Researchers increasingly use ChatGPT’s Deep Research to explore literature and form hypotheses, yet many struggle to craft prompts that balance breadth and depth. Broad prompts yield shallow overviews, while narrow ones miss relevant perspectives. We propose an interactive visualization that scaffolds prompt refinement for Deep Research. The tool classifies user intent, flags missing constraints (e.g., evidence, scope, comparisons), and provides diagnostic signals about prompt scope and specificity while tracking how edits shift predicted response quality. A small open-source model powers critique and dual prompt rewrites; users then send only the finalized prompt to Deep Research. We evaluated the system in a within-subjects user study (N = 11), measuring perceived quality gains, prompt refinement efficiency, and user understanding of prompt effects.

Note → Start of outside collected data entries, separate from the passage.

PR #772, opened 2017-07-17
Generate and integrate introspection query results

wyattjoh:
## What does this PR do?

- Added new WEBPACK env var which is enabled during yarn build scripts
- Defered redis starting until listen is called
- Moved pubsub to a factory pattern init
- Async/Await'ed the routes
- Moved pubsub handle for routes into middleware
- Adjusted redis cache and job processors to have lazy connection
starting
- Disabled mongo from auto-connecting on require
- Adjusted package redis clients to act as factory singletons instead
- Generate a `introspection.json` as part of our build process.
- Auto update `introspection.json` when using `yarn dev-start`.
- Port client code to use the `IntrospectionFragmentMatcher`.

## How do I test this PR?

1. Stop mongo + redis docker containers.
2. Create a file `test_772.js` with the contents:

```js
require('./app');
```

3. Run `WEBPACK=true NODE_ENV=test node test_772.js`
4. See that the script starts/stops without issue.


services/scraper.js
```diff
@@ -12,11 +12,20 @@ const metascraper = require('metascraper');
 const scraper = {
 
   /**
-   * Create the new Task kue.
+   * Create the new Task kue singleton.
    */
-  task: new kue.Task({
-    name: 'scraper'
-  }),
+  _task: null,
```
alinhle: I think `_task` should be kept internal like:

```js
let taskInstance = null;

const scraper = {
  // ...
  get task() {
    if (taskInstance) {
      return taskInstance;
    }

    taskInstance = new kue.Task({
      name: 'scraper'
    });

    return taskInstance;
  },
  // ...
};
```

services/mailer.js
```diff
@@ -75,9 +75,18 @@ const mailer = module.exports = {
   /**
    * Create the new Task kue.
    */
-  task: new kue.Task({
-    name: 'mailer'
-  }),
+  _task: null,
```
alinhle: I think _task should be kept internal. See below.

services/mongoose.js
```diff
@@ -40,14 +41,23 @@ if (enabled('talk:db')) {
...
 
-// Connect to the Mongo instance.
-mongoose.connect(MONGO_URL, (err) => {
-  if (err) {
-    throw err;
-  }
+if (WEBPACK) {
+
+  console.warn('Not connecting to mongodb during webpack build');
+  mongoose.disconnect();
```
alinhle: So mongoose automatically connects and we have to disconnect manually when in Webpack build?

services/passport.js
```diff
@@ -9,12 +9,21 @@ const LocalStrategy = require('passport-local').Strategy;
...
 const debug = require('debug')('talk:services:passport');
-const {createClient} = require('./redis');
 const bowser = require('bowser');
 const ms = require('ms');
 
 // Create a redis client to use for authentication.
-const client = createClient();
+const {createClient} = require('./redis');
+let _client = null;
+const getClient = () => {
```
alinhle: Why not export a `getClient` from `./redis.js` and reuse it here?

```js
// redis.js
let redisInstance = null;
module.exports = {
  // ...
  getClient() {
    if (redisInstance) {
      return redisInstance;
    }
    redisInstance = createClient();
    return redisInstance;
  },
  // ...
}
```

services/users.js
```diff
@@ -32,6 +29,19 @@ const PASSWORD_RESET_JWT_SUBJECT = 'password_reset';
 // through during the salting process.
 const SALT_ROUNDS = 10;
 
+// Create a redis client to use for authentication.
+const {createClient} = require('./redis');
+let _client = null;
+const getClient = () => {
```
alinhle: See above

services/pubsub.js
```diff
@@ -2,4 +2,13 @@ const {RedisPubSub} = require('graphql-redis-subscriptions');
 
 const {connectionOptions} = require('./redis');
 
-module.exports = new RedisPubSub({connection: connectionOptions});
+let pubsub = null;
+module.exports = () => {
```
alinhle: Maybe exporting an object with a descriptive function is more clear:

```js
// pubsub.js
module.exports = {
  getInstance() {
    if (pubsub) {
      return pubsub;
     }
    pubsub = new RedisPubSub({connection: connectionOptions});
  },
}
```

So it can be consumed like this:

```js
const pubsub = require('pubsub');
const pubsubInstance = pubsub.getInstance();
```

Instead of

```js
const pubsub = require('pubsub');
const pubsubInstance = pubsub();
```
The line `pubsub = pubsub()` as used in this PR was not immediately clear to me what it meant.

services/kue.js
```diff
@@ -8,18 +8,24 @@ const kue = module.exports.kue = require('kue');
 // Note that unlike what the name createQueue suggests, it currently returns a
 // singleton Queue instance. So you can configure and use only a single Queue
 // object within your node.js process.
-const Queue = module.exports.queue = kue.createQueue({
-  redis: {
-    createClientFactory: () => redis.createClient()
-  }
-});
+let Queue = module.exports.queue;
```
alinhle: Doesn't this equal to `let Queue = undefined`? If so rather set it to `let Queue = null;` and put a comment that the instance is lazily created and assigned.

services/mongoose.js
wyattjoh: Not exactly. We don't call connect, but because we include it, it will hold the socket ready, preventing node from exiting. Calling disconnect here just ensures that the application can quit correctly.

alinhle: Would be great if you add that as a comment :-)

services/redis.js
```diff
@@ -29,21 +29,36 @@ const connectionOptions = {
...
 module.exports = {
   connectionOptions,
-  createClient() {
-    let client = redis.createClient(connectionOptions);
-
-    client.ping((err) => {
-      if (err) {
-        console.error('Can\'t ping the redis server!');
+  createClient,
+  createClientFactory: () => {
```
alinhle, line 51: I saw you use a Factory Pattern to create client instances to redis. Wouldn’t we just want to have one client instance that connects to redis, and as such a singleton pattern would be more appropiate (or written in the factory pattern style but always returns the same instance)?

alinhle (approved):

PR #773, opened 2017-07-17
Fix email address env var in docs

icco:
## What does this PR do?

Update docs

## How do I test this PR?

The variable mentioned (`TALK_SMTP_EMAIL`) doesn't exist, but `TALK_SMTP_FROM_ADDRESS ` does at https://github.com/coralproject/talk/blob/244d421eda6829280a6639875b2abb4794c47ec3/config.js#L76


wyattjoh (approved):
Great catch!

PR #779, opened 2017-07-20
Renaming Talk Plugins

okbel:
## What does this PR do?
- Renames Talk Plugins from `coral-plugin` to `talk-plugin`

## How do I test this PR?
- Test carefully and report if you find any errors! We don't want to miss anything while renaming talk plugins :)


kgardnr:
@cvle and @okbel I'm good to merge this after extensive testing. We can continue to do testing on staging as well prior to 3.0.0 release. Thoughts?

kgardnr:
Actually, I need to do some more testing before we merge fyi @okbel @cvle - sorry for the premature ok!

kgardnr (approved):

PR #787, opened 2017-07-21
Fix for long titles in the All Streams Queue

okbel:
## What does this PR do?
- Adds fix for https://www.pivotaltracker.com/story/show/148148403


kgardnr (approved):
:100:!

PR #790, opened 2017-07-24
Search Comment in an Asset

okbel:
## What does this PR do?
- Fixes this issue https://www.pivotaltracker.com/story/show/148441077
- Extends the Asset schema


alinhle (dismissed):

alinhle (approved):
I found some other places that needs to be adapted (autoscroll, query utils) and made the changes. The rest of the code looks good.

The error message when either the asset or the comment was not found could be more descriptive though:
image

PR #798, opened 2017-07-25
Live Reactions should not always expect the comment to be there.

alinhle:
## What does this PR do?
- Currently if a live update for a reactions comes in and the targeted comment has not been loaded yet in my store, I will get an error message.
- Verify that we already have the comment in the store before updating it and prevent error being logged to the console.

## How to test this PR
- Make reactions on comments that has not been loaded yet on the other browser.


okbel (approved):
Looks fine. Maybe we need to work in some helper functions to access the cache so we don't repeat ourselves.

PR #794, opened 2017-07-25
Mobile and Touch Events for Featured Tags/ Viewing Options

okbel:
## What does this PR do?
- Adds touch event for featured tags https://www.pivotaltracker.com/story/show/148441077
- Fix and adds filter Icon for Viewing Options https://www.pivotaltracker.com/story/show/149353761

PR #799, opened 2017-07-25
Prefix redux constants in plugins

alinhle:
## What does this PR do?
- Redux constants must be unique across the whole application. Prefix plugin redux constants so that a name collision is less likely to happen.


alinhle:
I figured, that we will have merge conflict with https://github.com/coralproject/talk/pull/794. So we should coordinate this^^

okbel (approved):
👍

Final visualization prototype for Deep Research prompt refinement.
Earlier prototype shown below for comparison.
Deep Research modes in modern LLMs support multi-step, evidence-based investigation, but their outputs are highly sensitive to prompt quality. Users frequently struggle to specify scope, intent, and constraints, resulting in unfocused reports and costly trial-and-error. Current interfaces provide little feedback on how prompt wording influences downstream reasoning.
We address this gap by introducing a pre-run visualization system that helps users understand and refine prompts before executing long-running Deep Research queries. By making prompt structure, constraints, and predicted quality effects visible, our system supports more effective and efficient use of Deep Research tools.
Our system analyzes a user’s prompt using a lightweight, deterministic LLM and extracts structured signals including inferred intent, detected and missing constraints, and predicted quality metrics (Depth, Breadth, Coherence, Relevance). These signals are visualized to support iterative refinement without executing the expensive research query.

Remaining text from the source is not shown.